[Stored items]
#####

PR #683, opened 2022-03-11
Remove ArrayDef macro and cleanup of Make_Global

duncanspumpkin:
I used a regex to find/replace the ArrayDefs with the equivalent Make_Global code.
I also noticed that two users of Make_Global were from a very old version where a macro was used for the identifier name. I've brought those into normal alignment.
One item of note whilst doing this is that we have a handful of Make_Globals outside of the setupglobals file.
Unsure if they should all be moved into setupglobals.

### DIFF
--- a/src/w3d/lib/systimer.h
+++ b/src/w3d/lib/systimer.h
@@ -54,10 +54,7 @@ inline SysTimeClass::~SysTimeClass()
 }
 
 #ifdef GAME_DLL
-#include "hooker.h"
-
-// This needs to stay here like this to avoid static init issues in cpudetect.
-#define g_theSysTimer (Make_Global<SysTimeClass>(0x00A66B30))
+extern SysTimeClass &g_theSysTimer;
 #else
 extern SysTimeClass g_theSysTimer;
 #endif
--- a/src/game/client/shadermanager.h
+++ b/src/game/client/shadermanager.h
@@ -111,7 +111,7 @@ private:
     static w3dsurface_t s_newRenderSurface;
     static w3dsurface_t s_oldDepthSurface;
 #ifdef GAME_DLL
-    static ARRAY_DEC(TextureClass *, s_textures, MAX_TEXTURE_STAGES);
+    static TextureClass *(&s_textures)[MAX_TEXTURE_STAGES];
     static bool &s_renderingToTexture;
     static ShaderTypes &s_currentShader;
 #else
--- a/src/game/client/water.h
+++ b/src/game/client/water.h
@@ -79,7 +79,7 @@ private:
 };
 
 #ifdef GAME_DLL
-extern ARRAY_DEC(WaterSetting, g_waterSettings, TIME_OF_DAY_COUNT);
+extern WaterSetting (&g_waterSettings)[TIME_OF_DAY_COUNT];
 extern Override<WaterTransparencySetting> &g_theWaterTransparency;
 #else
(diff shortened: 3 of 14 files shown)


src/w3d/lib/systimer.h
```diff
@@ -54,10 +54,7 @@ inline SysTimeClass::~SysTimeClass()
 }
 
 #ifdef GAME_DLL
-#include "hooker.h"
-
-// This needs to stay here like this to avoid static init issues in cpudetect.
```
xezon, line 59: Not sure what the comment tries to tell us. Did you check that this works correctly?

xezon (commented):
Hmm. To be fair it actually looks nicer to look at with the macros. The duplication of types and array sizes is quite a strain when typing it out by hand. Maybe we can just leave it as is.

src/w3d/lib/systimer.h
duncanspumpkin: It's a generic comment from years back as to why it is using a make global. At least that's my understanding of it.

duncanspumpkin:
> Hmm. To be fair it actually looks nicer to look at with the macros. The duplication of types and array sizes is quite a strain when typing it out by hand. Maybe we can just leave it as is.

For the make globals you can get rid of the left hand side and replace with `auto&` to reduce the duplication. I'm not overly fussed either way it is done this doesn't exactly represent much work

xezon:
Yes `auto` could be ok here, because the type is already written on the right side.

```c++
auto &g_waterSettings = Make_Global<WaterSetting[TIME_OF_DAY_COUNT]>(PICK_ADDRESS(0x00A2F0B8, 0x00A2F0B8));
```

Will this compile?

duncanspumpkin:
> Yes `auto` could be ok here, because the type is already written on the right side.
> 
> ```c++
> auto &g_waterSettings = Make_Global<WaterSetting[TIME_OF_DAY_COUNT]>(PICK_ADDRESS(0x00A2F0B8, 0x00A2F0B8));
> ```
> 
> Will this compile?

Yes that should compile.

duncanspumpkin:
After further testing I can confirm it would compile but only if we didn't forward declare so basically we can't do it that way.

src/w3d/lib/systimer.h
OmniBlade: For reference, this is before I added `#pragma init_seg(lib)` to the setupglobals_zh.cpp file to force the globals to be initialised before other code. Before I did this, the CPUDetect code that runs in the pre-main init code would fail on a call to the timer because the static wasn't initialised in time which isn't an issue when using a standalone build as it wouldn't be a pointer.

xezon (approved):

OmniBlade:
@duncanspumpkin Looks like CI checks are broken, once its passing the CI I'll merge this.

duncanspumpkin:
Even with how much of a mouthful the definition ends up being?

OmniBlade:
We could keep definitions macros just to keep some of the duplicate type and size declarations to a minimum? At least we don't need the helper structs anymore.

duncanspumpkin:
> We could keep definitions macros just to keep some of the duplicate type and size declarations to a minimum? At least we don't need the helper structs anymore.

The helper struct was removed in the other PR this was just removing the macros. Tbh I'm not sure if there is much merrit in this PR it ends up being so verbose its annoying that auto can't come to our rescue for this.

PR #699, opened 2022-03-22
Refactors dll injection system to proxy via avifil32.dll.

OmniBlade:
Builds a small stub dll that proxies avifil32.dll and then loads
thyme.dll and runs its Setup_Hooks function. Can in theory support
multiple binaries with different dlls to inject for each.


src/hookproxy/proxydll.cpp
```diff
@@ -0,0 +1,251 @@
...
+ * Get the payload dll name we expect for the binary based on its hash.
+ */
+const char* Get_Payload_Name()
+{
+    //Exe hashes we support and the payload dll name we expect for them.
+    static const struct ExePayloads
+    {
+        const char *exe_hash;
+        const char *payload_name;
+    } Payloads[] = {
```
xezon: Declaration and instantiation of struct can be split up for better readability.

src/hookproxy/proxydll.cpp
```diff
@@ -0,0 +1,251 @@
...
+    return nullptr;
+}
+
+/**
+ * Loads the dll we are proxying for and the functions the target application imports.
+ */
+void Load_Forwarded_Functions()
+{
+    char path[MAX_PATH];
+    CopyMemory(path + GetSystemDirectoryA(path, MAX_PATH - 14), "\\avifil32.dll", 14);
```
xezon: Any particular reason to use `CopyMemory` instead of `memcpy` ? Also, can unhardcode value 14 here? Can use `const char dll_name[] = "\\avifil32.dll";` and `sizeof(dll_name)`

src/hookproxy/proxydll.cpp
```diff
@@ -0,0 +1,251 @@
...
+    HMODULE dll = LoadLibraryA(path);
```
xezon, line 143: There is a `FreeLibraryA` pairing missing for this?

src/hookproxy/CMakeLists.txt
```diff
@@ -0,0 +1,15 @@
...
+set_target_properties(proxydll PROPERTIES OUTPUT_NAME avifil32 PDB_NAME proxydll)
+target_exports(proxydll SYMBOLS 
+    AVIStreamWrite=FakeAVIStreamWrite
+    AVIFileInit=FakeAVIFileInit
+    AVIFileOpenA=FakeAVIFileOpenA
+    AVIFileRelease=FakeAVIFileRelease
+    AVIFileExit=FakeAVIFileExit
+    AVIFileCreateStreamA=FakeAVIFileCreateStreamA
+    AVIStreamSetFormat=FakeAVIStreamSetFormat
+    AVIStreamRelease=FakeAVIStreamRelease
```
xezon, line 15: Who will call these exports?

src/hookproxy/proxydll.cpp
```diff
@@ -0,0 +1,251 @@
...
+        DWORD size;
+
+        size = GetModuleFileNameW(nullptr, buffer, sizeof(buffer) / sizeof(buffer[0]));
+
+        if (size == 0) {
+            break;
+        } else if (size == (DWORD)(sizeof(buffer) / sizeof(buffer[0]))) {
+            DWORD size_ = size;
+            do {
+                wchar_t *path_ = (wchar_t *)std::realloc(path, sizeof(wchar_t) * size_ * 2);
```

#####

**WHAT IS REQUIRED:** Look for the string "support" in the entries above. Copy every line that has it.

**SOLUTION:**
thyme.dll and runs its Setup_Hooks function. Can in theory support
+    //Exe hashes we support and the payload dll name we expect for them.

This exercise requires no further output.